REQUIREMENT: Run through the records and show each line that includes the string "needed".

◇ ◇ ◇ ◇

Issue #553, opened 2023-01-24
Frequency map with PyNAFF and patpass


oscarxblanco:
Dear all,

I have created a python function to calculate the frequency and diffusion maps for a given ring, using patpass parallel tracking and the PyNAFF python library.

I attach a copy of the function to this message in case it is of any use.
(Please remove the .txt name extension at the end of the filename)

[fmap_parallel_track.py.txt](https://github.com/atcollab/at/files/10489591/fmap_parallel_track.py.txt)

Best regards,
o

swhite2401:
Handled in PR #556

Issue #552, opened 2023-01-23
patpass number of cpu in a pool


oscarxblanco:
Dear all,

is there a way to know the number of cpus used in a patpass pool ?
it seems you that the number of cpus asked and given from a pool could be different.

Best regards,
o

swhite2401:
Hello @oscarxblanco,

If no users input is given, the poolsize is defined as below:
`pool_size = min(len(r_in[0]), multiprocessing.cpu_count(), DConstant.patpass_poolsize)`
which is the minimum between, number of particles tracked, available CPUs or global option `DConstant.patpass_poolsize`.

If you set the `pool_size` argument, then this number is used, however if the number of particles is smaller than the `pool_size` `patpass` will spawn only the needed number of threads which is in this case equal to the number of particles.

oscarxblanco:
Great, thank you !

Is there anyway to confirm the value of the poolsize once created ?

Best regards,
o

swhite2401:
Sorry having a closer look at the code to answer your question, I realized I gave you wrong information: if you set the argument `pool_size ` of `patpass` this number is used for the pool generation regardless of the number of particles.
If you want to control the number of processes this is probably what you want to use.

However if the number of particles is smaller than `pool_size`  you will have empty processes, I don't know whether this is a problem for you.

Issue #522, opened 2022-11-18
atidtable_dat (IdTablePass) in pyat


oscarxblanco:
Dear all,

is there a pyat function to create an element from a Radia magnetic field map (pass method 'IdTablePass') ?

In matlab AT it is called atidetable_dat, however, I haven't been able to find an equivalent in pyat.
The 'IdTablePass' is in the integrators folder but I see no usage of it.

Best regards,
o

lcarver:
Hello,
Have you tried generating a general element?
```

from at.elements import Element
elem = Element('name', PassMethod='IdTablePass', kwargs*)
```

where kwargs needs to provide all of the correct arguments for the passmethod.

oscarxblanco:
Dear @lcarver ,
thank you for pointing me out to the general element function. I had a quick view and it seems that it does not have all the arguments required by the field map tracking. 

Here is a list of the element arguments definitions in `elements.py` :

at/lattice/elements.py 
231     _BUILD_ATTRIBUTES = ['FamName']                                             
232     _conversions = dict(FamName=str, PassMethod=str, Length=float,              
233                         R1=_array66, R2=_array66,                               
234                         T1=lambda v: _array(v, (6,)),                           
235                         T2=lambda v: _array(v, (6,)),                           
236                         RApertures=lambda v: _array(v, (4,)),                   
237                         EApertures=lambda v: _array(v, (2,)),                   
238                         KickAngle=lambda v: _array(v, (2,)),                    
239                         PolynomB=_array, PolynomA=_array,                       
240                         BendingAngle=float,                                     
241                         MaxOrder=int, NumIntSteps=int,                          
242                         Energy=float,                                           
243                         )

While in matlab I get :
![IDmatlab](https://user-images.githubusercontent.com/108396048/204849481-000007c6-910d-4a67-896e-06d9fd013124.png)


Do these differences have an impact on the tracking ?

lcarver:
From looking at IDtablepass, the required arguments are: Length, xkick, ykick, xtable, ytable, Nslice

So if you use 
`elem = Element('name', PassMethod='IdTablePass', xkick=x0, ykick=x1, xtable=x2, ytable=x3, Nslice=x4)
`
then they will be passed to the C passmethod and it should work (assuming your input is ok).

swhite2401:
Hello @oscarxblanco, you are also more than welcome to propose a python implementation of this `at` element, we can help you during the review process.

oscarxblanco:
[...]

PR #556, opened 2023-02-05
Frequency Analysis

oscarxblanco:
Dear all,
deall @lfarv , @lcarver , @carmignani , @simoneliuzzo 

I have a first version of the frequency analysis function for your review.
It does the frequency analysis of a ring using PyNAFF lib and pyat parallel tracking (patpass).
The only fix requirement is a ring, and other default values could be set as needed.

The function returns two arrays : first, an array containing [xoffset, yoffset, nux, nuy, log10(|dnu|)/turns] for every particle that survives a given number of turns with a defined frequency; second, it returns particle losses if the lossmap flag was set or an empty array otherwise.

During the integration with pyat I came across with a deprecated use of numpy.Complex inside the PyNAFF library that limits the compatibility with numpy up to version 1.23.5.

This pulls request is related to issues  #522 , #552 and #553 .

Best regards,
o

## function usage example
```python
print(f'FMAP in 4D');
ring.disable_6d();
[xy_tune_nudiff_array, plosses_array] = fmap_parallel_track(ring,  coords=[-8,8,-3,3], steps=[100,100], scale='linear',  lossmap=False, verbose=False)
```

◇ ◇ ◇ ◇

SOLUTION TO THE PROBLEM:
If you set the `pool_size` argument, then this number is used, however if the number of particles is smaller than the `pool_size` `patpass` will spawn only the needed number of threads which is in this case equal to the number of particles.
The only fix requirement is a ring, and other default values could be set as needed.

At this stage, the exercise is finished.